When did you start writing?

I have written in my head more than I have written on paper. I remember a particularly creative time round 2002-2008, but my novel was written in a short span of time after taking a leaf out of the NaNoWriMO concept, where I wrote an initial draft of 500,000 words in 30 days. Alex Vella Gera's Is-Sriep Regghu Saru Velenuzi was a sort of liberation or inistigation to use a particular voice, and the announcement of Merlin's #abbozz competition (which I subsequently won) egged me on to finish the project.

What inspires you?

Most probably things that happen in my life or that I observe which strike me as more powerful than reality itself.

What are your works about? Is there one common theme?

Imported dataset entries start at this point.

PR #627, opened 2026-07-17
Harness UI: supervise a live agent session — stream in, interrupt and steer out

merklebonsai:
The milestone unit: the harness stops being a fixture demo. A live session's events stream into the same projection/seal path fixtures use; ESC dispatches a real interrupt through the staged supervised kill; Tab steers with compare-and-swap turn protection. Everything the instrument shows about its own commands is observed, never fabricated.

## ⚠ CROSS-LANE DIFF — agent-lane review requested

`packages/raxol_agent/lib/raxol/agent/command.ex`: the command codec grew `:steer` (decode: non-empty text via the prompt vocabulary, required `expected_turn_id`, optional `client_msg_id`; route via the existing `{:harness_command, _}` delivery). This is the growth the codec's own moduledoc promises and is purely additive (+10 codec tests), but it is agent-lane-owned territory per the coordination accord. Also added agent-side: `Raxol.Agent.Harness.SessionLane` (the lane impl) + a suite driving the real `Interrupt.interrupt/3` and real `Steer.resolve/2` through routed command shapes — useful pre-work for the session-runtime steer integration.

## Wiring ledger (reachability honesty)

**11 LIVE guarantees / 5 SEAM disclosures / 4 outstanding before-live-traffic preconditions** — the full ledger (every guarantee mapped to its call site + enforcing test, every seam named, every inherited precondition with status and owner) is posted as a comment below. The seams, up front:

1. Live steer against the real session stack is **refused, not faked** (`{:error, :no_steer_channel}`) until the agent lane's session runtime owns a live `Steer.TurnState` (driver-side path proven against the real `Steer.resolve/2` in-test).
2. Interrupt against the real stack has **no production receiver yet** — the keystone test pins the honest consequence (pending forever, never a fabricated ack). Owner: agent-lane session-runtime integration.
3. Interrupt-stage ack rendering is live code with a **fake-proven producer** (same pending unit as 2).
4. No shipped tty embedder yet — the integration keystone is the only end-to-end consumer; demo script is a small follow-up.
5. Reattach/replay — out of scope (a later unit).

Outstanding preconditions inherited from other reviews (not this PR's to close): cadence mailbox-ingress/bytes-cap residuals (cadence layer), `pending_input?` real producer feed (block builder/agent producer), dead-device seal semantics (#620, unmerged — no interaction with this loop), and keymap modifier-blind Tab binds (keymap unit — severity raised by this PR since a mis-fired chord now dispatches a real steer; the CAS + honest-notice path mitigates).

## Process shape (grounded in the shipped stack)

- Events: Dispatcher -> EmitBus -> per-session EmitBridge (journals first; event id = journal offset) -> `SessionStreamer.subscribe/1` -> `{:session_event, ...}` messages. The driver's linked forwarder owns the subscription and pushes every event through `Raxol.Harness.EventBoundary.normalize/1` — the security seam: no atom minting, unknown fields dropped, tier never guessed, taint absorbed never laundered — into the merged stream-cadence layer; batches apply through the SAME reveal path fixtures use.
- `Raxol.Harness.LiveSessionDriver` is a plain-process loop (the fixture demo's precedent, deliberately not a GenServer): the cadence owner contract demands input-first SELECTIVE RECEIVE, which handle_info cannot express.
- Package law forced the injection seam: main raxol cannot depend on raxol_agent, so the driver consumes an injected `Raxol.Harness.SessionLane` behaviour.

## Command honesty (the design's spine)

- **Interrupt: fire-and-forget, event-observed ack.** The footer shows "interrupt sent — awaiting confirmation"; the ONLY ack is the staged kill's own durable events arriving on the stream. The keystone test pins the honest-pending case: against the real stack (no command handler yet), the footer never fabricates a confirmation.
- **Steer: synchronous typed decision** (Task.async so a slow lane can't block ESC) — a stale-turn CAS rejection journals nothing by design, so only a reply can carry it. Five outcomes render five distinct notices; stale-turn names both turn ids. The agent-side lane returns `{:error, :no_steer_channel}` WITHOUT sending until the session runtime owns a live TurnState — refusing loudly beats pretending.
- Loss honesty: cadence-shed batches render an explicit in-band marker row; unrecognized reserved batch elements are marked the same way, never silently dropped (fail-open sweep fix, red-first). Session death is monitored and rendered plainly; the harness stays up showing history.

## Seal-hardening (#620) interplay

The loop renders exclusively through `Surface.advance/2`; #620's revised seal shape lands transparently beneath it. One 3-line seam (`seal_marker/2` uses plain `seal/2`) follows suit if #620 removes it. Merge-order-safe; this branch already rebased clean over #615/#617/#621.

## Verification

Red-first per module (captured failing runs pre-implementation). Full test/harness 608 passed / 0 failures; full raxol_agent suite 1461 passed / 0 failures, including the integration keystone: a real SessionStreamer + Contract.pump over the Mock backend producing sealed transcript bytes. New suites: event-boundary security matrix (40), live-seam (10), driver guarantee-map (12), agent-side codec/lane/kill/CAS suites. Warnings + format clean both packages.

Known deferrals documented in code: reattach/replay (separate unit), unbounded event retention in long sessions (same follow-up the memory-residency section tracks), tty demo script (20-line follow-up).


merklebonsai:
Heads-up from the seal-hardening branch (#620, review round 2): no API signature changes, but one behavior change inside the existing contract — `try_seal/2` (and sync writes) now RAISE `ErlangError` on a DEAD device; the `{:error, :write_failed, t}` tuple is reserved for the alive-but-refusing io-reply class. This branch's driver renders via `Surface.advance/2` and monitors session death separately (StringIO devices in tests are alive), so no impact expected — but if any test deliberately feeds a dead device and expects the tuple, it must expect the raise after #620 merges. Also additive: `[:raxol, :harness, :seal, :write_failed]` telemetry, and `?2026l` joined the teardown/suspend byte sequences.

merklebonsai:
## Wiring / preconditions ledger

Reachability-honest framing for this PR: every headline guarantee below is declared **LIVE** (production call site + the test that fails if it breaks) or **SEAM** (unwired — inert until the named unit lands). Plus the accumulated "before live traffic" preconditions from other PRs' review threads, each with a status and an owner.

### LIVE guarantees (call site → enforcing test)

| # | Guarantee | Call site | Enforcing test |
|---|-----------|-----------|----------------|
| 1 | Live event stream → sealed transcript blocks (subscribe → normalize → cadence → the same `append_events`/`advance` reveal path fixtures use) | `LiveSessionDriver.apply_batch_item/2` | `live_session_driver_test.exs` "1. stream to sealed blocks"; keystone: real `SessionStreamer` + `Contract.pump` over the Mock backend (`live_session_agent_test.exs`, tagged `:integration`) |
| 2 | Input handled before queued render batches (the StreamCadence §2 owner contract) | `LiveSessionDriver.loop/1` input-first selective receive | "10. input is handled before queued render batches" |
| 3 | Boundary normalization: no atom minting, unknown fields dropped, taint absorbed never laundered, tier never guessed | forwarder → `EventBoundary.normalize/1` | `event_boundary_test.exs` (40 tests, security matrix) |
| 4 | ESC-interrupt dispatches through the real command channel with the current turn id | `handle_surface_command(:interrupt)` → `Command.decode/route` | "2. interrupt dispatch"; agent-side: routed command drives a **real** `Interrupt.interrupt/3` staged kill, full `[:interrupt_signaled, :interrupt_waited, :interrupt_killed, :turn_canceled]` sequence asserted |
| 5 | Interrupt acknowledgment is event-observed, never fabricated | `apply_lifecycle/2` stage clauses | "3. interrupt acknowledgment is event-observed"; keystone asserts honest-pending against the real stack (no fabricated ack) |
| 6 | Steer CAS honesty: five distinct outcomes, stale-turn never a silent drop, queued banner cleared on rejection | `render_steer_result/2` | "4. steer accepted", "5. steer CAS failure is an honest notice"; agent-side: both arms against the **real** `Steer.resolve/2` |
| 7 | Loss honesty: shed deltas / rejected events seal an in-band transcript-gap marker | `apply_batch_item/2` (`{:cadence_dropped, n}` / `{:malformed_event}`) | "6. loss is marked in-band", "7. malformed events…", "6b. unknown batch elements are marked" (added in this review round — see fail-open scan below) |
| 8 | Session death / final turn: plain footer statement, UI survives, scrollback preserved | `handle_down/4` (session ref), `apply_lifecycle(:turn_completed final)` | "8. session death leaves the UI alive and honest", "9. final turn ends the session plainly" |
| 9 | Stall verdict reaches the status strip's ALERT seam | `apply_stall_observation/2` + `handle_tick/1` → `Surface.put_stall_verdict/2` | "11. stall verdict reaches the strip" |
| 10 | Fixture-mode `:interrupt`/`:steer` stubs unchanged when no `command_sink` is set | `Surface.dispatch_command/2` clause order | `surface_live_seam_test.exs` + existing fixture suites (all green, unmodified) |
| 11 | `:steer` decodes/routes at the one command validation seam | `Raxol.Agent.Command` | `command_test.exs` steer decode/route tests |
| 12 | Fold-before-seal ordering: a block's turn bracket (and anything later units fold from it, e.g. a completion/evidence row) lands in the projection before the block seals — the live/fixture parity invariant (integration finding, commit `b6b552963`; release semantics corrected in `a27908799`) | `Surface.frontier_entries/1` `:stream_open` hold; released PER TURN by `Surface.flush_held/1` on every turn bracket, terminally by `Surface.close_stream/1` on session death / dead feed (the stranded-tail backstop) | "1b. fold-before-seal ordering" (red against the prior driver: block sealed before its bracket folded) |
| 13 | External editor handoff (Ctrl+E) works under the live driver; while the editor owns the terminal, events queue and not one byte reaches the device until resume (commit `f229ef874`) | `LiveSessionDriver.build/1` passes `:editor_session`/`:editor_opts` through to `Surface.new/2` | "12. external editor handoff" (invocation red against the prior take-list; suspend-queue pin) |
| 14 | A final `turn_completed` completes a TURN, never the session: its blocks seal immediately, no "session ended" claim is rendered, and a later turn on the same session still streams to sealed history — session end is a process-level fact only (real-use defect from the live demo, commit `a27908799`) | `LiveSessionDriver.apply_lifecycle/2` turn brackets → `Surface.flush_held/1`; session end only in `handle_down/4` / `handle_exit/3` | "9. turn completion releases the hold but never ends the session" (red against the prior driver: auto-ended after the first answer); agent-side keystone refutes the session-ended claim after a completed pump run |

### SEAM disclosures (unwired — inert until the named unit lands)

1. **Live steer against the real session stack is refused, not faked**: `Raxol.Agent.Harness.SessionLane.steer/2` returns `{:error, :no_steer_channel}` without sending — no shipped session runtime owns a live `Steer.TurnState` to resolve the CAS (that single-writer integration is the agent lane's pending unit). The full driver-side path is proven against a real `Steer.resolve/2` in-test; the production wire awaits that unit.
2. **Interrupt against the real stack has no production receiver yet**: `Command.route` delivers `{:harness_command, {:interrupt, ...}}`, but `Agent.Session` does not handle it today. The keystone test pins the honest consequence: footer stays "interrupt sent — awaiting confirmation", never a fabricated ack. Owner: agent lane session-runtime integration.
3. **Interrupt stage / turn-canceled ack rendering** (`apply_lifecycle/2`) is live code with a fake-proven producer: the real producer (session runtime emitting staged-kill events through the journal) is the same pending agent-lane unit as (2).
4. **The driver has no shipped tty embedder yet** — the keystone test is its only end-to-end consumer; a `packages/raxol_agent/examples/` demo script (fixture-demo pattern, InlineDriver + SessionStreamer + pump) is a small follow-up.
5. **Reattach / replay** — excluded by scope (a later unit); `Command`'s `:attach`/`:seek` remain decode-only as before.

### Before-live-traffic preconditions from other PRs' reviews

| Precondition (source review) | Status |
|---|---|
| StreamCadence queue bound + yield budget "must land before this is wired to a live session" (#606 R1) | **satisfied-by-merged-master** (`max_pending` shed + `max_consecutive_yields`) |
| Input-first "unproven against a real owner… mandatory selective-receive half" (#606 R2) | **satisfied-by-this-PR** — the driver is that owner; both halves wired (selective receive + `input_check`), test 10 |
| Drop-oldest on an append-only token stream is "content-corrupting-with-a-flag; the future owner picks the sink type knowingly" (#606 R2) | **satisfied-by-this-PR (knowingly)** — the driver renders `{:cadence_dropped, n}` as a sealed transcript-gap marker: torn-and-flagged, never gapless |
| #606 R2 residuals: unbounded mailbox ingress (cast-based `ingest`), count-not-bytes cap | **outstanding — owner: cadence layer (harness-ui lane)**; low-risk for the network-rate SSE producer, still open |
| ViewText sanitization gap "closed before the live agent lane feeds real tool output through this path" (#595) | **satisfied-by-merged-master** — the ContentGuard seal-seam sanitization (the architectural fix Drew verified on later PRs); this PR adds the upstream *shape* seam (`EventBoundary`) which deliberately does NOT claim byte sanitization — bytes are the paint seam's job, and remain so |
| `pending_input?` fed from a real producer, not a proxy (#605) | **outstanding — owner: block builder / agent-lane producer** (live approval blocks stay dormant until a producer emits them; unchanged by this PR) |
| Dead-device `try_seal` semantics + telemetry (#620) | **outstanding — owner: #620 (unmerged)**; no interaction with this PR — its only direct emit is `seal_marker/2`, and session death is detected by process monitor, never inferred from device writes. If #620's raise-on-dead-device converts `seal_marker`'s emit, the raise semantic is correct for a marker (a dead device is an embedder bug, not a loss to mark) |
| Keymap key binds are modifier-blind: `Ctrl/Alt/Shift+Tab` all resolve to `:steer` (keymap review) | **outstanding — owner: keymap unit — severity RAISED by this PR**: what previously mis-fired a stub now dispatches a real steer command. Mitigation in place: the mis-fired steer carries the same composer text a plain Tab would, and the CAS + honest-notice path applies; still worth fixing before habitual live use |

### Self-review scans run on this diff (per the adopted checks)

- **Proxy-validation scan**: (a) `input_check` reads the driver's message-queue length — an over-approximating proxy in the fail-safe direction (yields more, never less), disclosed in the moduledoc, bounded by the yield budget; (b) `current_turn_id` is a tracked belief whose referent check is deliberately the session-side CAS — the authority decides, the driver only renders the typed outcome; (c) session death is monitored on the session pid (a proxy for "stack alive") with the stall detector covering the silently-dead-stream case. No instance validates a representation where the referent is checkable locally.
- **Fail-open scan**: one finding, fixed red-first in this round — the batch-element catch-all silently swallowed unrecognized elements, against StreamCadence §3's "consumers must handle reserved types loudly" law. Now seals an honest "unrecognized stream element" marker (test "6b"; commit `4e45edb24`, red captured against the pre-fix catch-all: 11/12 → 12/12; lands with the next push of this branch). All other missing-data paths verified honest: missing `final` flag → stall alarm covers the silence; nil turn id on steer → the CAS's `:no_live_turn` rejection renders; crashed steer task → notice + unblock, never a stuck "in flight".

merklebonsai:
## Integration finding resolved: fold-before-seal ordering (commit b6b552963)

The consolidated-branch parity failure (live path sealed a done-block without the evidence-rendered completion row a fixture replay of the same events shows) is diagnosed and fixed on this branch.

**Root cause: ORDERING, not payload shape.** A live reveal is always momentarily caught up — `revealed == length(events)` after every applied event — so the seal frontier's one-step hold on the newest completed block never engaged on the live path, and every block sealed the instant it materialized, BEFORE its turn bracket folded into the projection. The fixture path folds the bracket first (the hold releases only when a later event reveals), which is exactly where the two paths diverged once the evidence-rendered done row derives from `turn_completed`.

My published (and unpublished) pieces, apart form my novel are probably about lonely men, though I wrote a novel about a child and the politically explosive 1980s!

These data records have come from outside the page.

PR #628, opened 2026-07-17
Harness UI: transcript search (fuzzy body search over the block corpus)

merklebonsai:
`/` in transcript-browse opens a search picker over every block's content — kind, summary, and the body text the summary never shows. Typing fuzzy-ranks; picking jumps focus to the block. Also a labeled palette entry via the merged registry derivation (no parallel list).

## Corpus (`Block.search_text/1`, new public)

`"<kind> · <summary>"` prefix plus per-kind body: message/reasoning/opaque get full content text; tool calls get the result (the summary already carries name+args); approvals get the full multi-line action + binary options; diffs get old+new (summary carries the path). No sanitize/truncate in derivation — `ViewText.lines/3` stays the SINGLE trust boundary for control bytes and display width.

## Label + bounds

The overlay's label is static (it is both search key and rendered row), so labels are the flattened corpus clamped to 400 graphemes — bounding per-keystroke fuzzy ranking on the synchronous input path (the session-picker cap precedent). The visible width-truncated head is always `kind · summary`, identifying the block even when the match sits deep in the body. Content past the cap is not searchable — documented AND pinned by a named test, not silent.

## Bind

`/` was free; `:not_composing` guard, same class as the jump/session picker binds: typed text while composing, filter text while any overlay is open. Picking uses the jump picker's exact focus path; empty projection refuses with an honest notice.

## Verification

Red-first (captured: `search_text/1` undefined x8, `/` resolving passthrough, 6/8 e2e failing behaviorally). 23 new tests incl. the body-search proof — a token present only in block 3's SECOND body line filters to it and focus lands on 3 — plus hostile-byte sanitization, CJK clamp, and past-cap pins. Targeted suites 126/126; full suite 6195 passed / 0 failed; warnings + format clean.

### DIFF
--- a/lib/raxol/harness/surface.ex
+++ b/lib/raxol/harness/surface.ex
@@ -510,17 +510,22 @@ defmodule Raxol.Harness.Surface do
   back to, so `:edit_draft` there seals one honest history line saying
   so instead of pretending.
 
-  ## The pickers (command palette, jump, session)
+  ## The pickers (command palette, jump, session, search)
 
-  Three more `OverlayPicker` consumers ride the same footer-overlay
+  Four more `OverlayPicker` consumers ride the same footer-overlay
   substrate as the picker described above. Ctrl+P (`Keymap`'s
   `:open_palette`, an `:always` chord) opens the command palette from
   anywhere, including mid-compose -- a chord is never typed text, the same
-  reasoning as Ctrl+E. `g` (`:open_jump_picker`) and `s`
-  (`:open_session_picker`) are plain printable letters gated
-  `:not_composing`, the same class as `z`/`j`/`k`: they only resolve in
-  transcript-browse mode, never stealing a letter out of the composer's
-  typed text.
+  reasoning as Ctrl+E. `g` (`:open_jump_picker`), `s`
+  (`:open_session_picker`), and `/` (`:open_search_picker`) are plain
+  printable letters gated `:not_composing`, the same class as `z`/`j`/`k`:
+  they only resolve in transcript-browse mode, never stealing a letter
+  out of the composer's typed text. `open_search_picker/1`'s entries are
+  labeled from `Block.search_text/1` -- a content-derived search corpus
+  (kind, summary, AND body text), not just the summary header
+  `open_jump_picker/1`'s labels use -- clamped per block (see that
+  function's own doc) before `Raxol.Harness.Surface.ViewText.lines/3`
+  ever truncates a rendered row to its display-width budget.
 
   The palette's entries are `Keymap.palette_binds/0` (the labeled subset
   of the bind table) plus two commands that exist only at THIS assembly
@@ -529,7 +534,7 @@ defmodule Raxol.Harness.Surface do
   already exposes as direct API). Picking any palette entry dispatches
   through the exact same `dispatch_command/2` path a keypress takes --
   there is no second, parallel execution mechanism for a palette-picked
-  command. All three pickers (palette, jump, session) opt into
+  command. All four pickers (palette, jump, session, search) opt into
   `Raxol.UI.Harness.OverlayPicker.fuzzy_filter/3` as their `filter_fn`
   (the `Raxol.UI.ListScorer` adapter), not the default substring filter --
   a fuzzy-ranked query is what a "type a few letters, find the entry"
@@ -622,9 +627,17 @@ defmodule Raxol.Harness.Surface do
 
   @default_footer_rows 6
   @default_sessions_dir Path.join(["test", "fixtures", "harness", "sessions"])
-  # Cap on session-picker entries -- see `open_session_picker/1`'s
-  # "Listing cap" doc section (bounded work on the input path).
+  # Cap on session-picker ENTRIES (the entry-count axis) -- see
+  # `open_session_picker/1`'s "Listing cap" doc section.
   @session_picker_cap 100
+  # Cap on the per-label GRAPHEME COUNT of each block's search corpus (the
+  # per-label length axis -- a DIFFERENT axis from `@session_picker_cap`'s
+  # entry count). This is the canonical per-label bound for the search
+  # picker: it is enforced at the source inside `Block.search_text/2`
+  # (which never scans past it), so it also bounds `ListScorer`'s own
+  # `@max_score_graphemes` (a 400-grapheme label is already under the
+  # scorer's 1024 cap). See `open_search_picker/1`'s doc section.
+  @search_label_cap 400
   @stub_interrupt_notice "» interrupt requested (stub — no agent lane in fixture mode)"
 
   @type mode :: :inline_log | :tmux_conservative | :flat
@@ -1613,6 +1626,9 @@ defmodule Raxol.Harness.Surface do
     model |> open_panel(kind) |> handle_open_result(model)
   end
 
+  defp dispatch_command(model, %{type: :open_search_picker}),
+    do: open_search_picker(model)
+
   defp dispatch_command(model, %{type: :focus_transcript}),
     do: focus_transcript(model)
 
@@ -2203,7 +2219,7 @@ defmodule Raxol.Harness.Surface do
     end
   end
 
-  # -- pickers (command palette, jump, session) ----------------------------
+  # -- pickers (command palette, jump, session, search) ---------------------
   # See the moduledoc's "The pickers" section.
 
   @doc """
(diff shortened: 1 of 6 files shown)


DROOdotFOO (commented):

Three hostile personas over the transcript-search diff (`surface.ex`, `block.ex`, `view_text.ex` boundary it leans on, `keymap.ex`, tests). Per-keystroke fuzzy work is well bounded (`ListScorer` caps every label at `@max_score_graphemes 1024` + `bounded_key_prefix`, and items are built once at open, not per keystroke -- `/` is passthrough/filter-text while an overlay is open). The findings below are about *where* the bound is applied and *which* control bytes the "single trust boundary" actually catches.

### HIGH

You lived in different countries, how does this affect your work?

I'm still coming to grips with the concept. It probably gave me the necessary distance from the object of my observation, which is essentially life from a Maltese perspective. This does not necessarily mean that Malta is the subject or the location: conversely, it's the fact that I write in Maltese that makes anything I write quintessentially Maltese.

What is it about fiction novel writing that you like so much? Why do you prefer it from other forms of writing?

I'm still not sure about my genre. I never expected to launch myself with a novel, but life conjured a series of unique events that led to X'Seta' Gralu lil Kevin Cacciattolo? It may be that the themes I am fond of are more suited to the short story.

What are your plans for the future?

Writing all I have in my mind. Hopefully with more consistency and regularity.

 

The Malta Mediterrenean Literature Festival organised by Inizjamed will be held between the 25 – 27 August at St Elmo.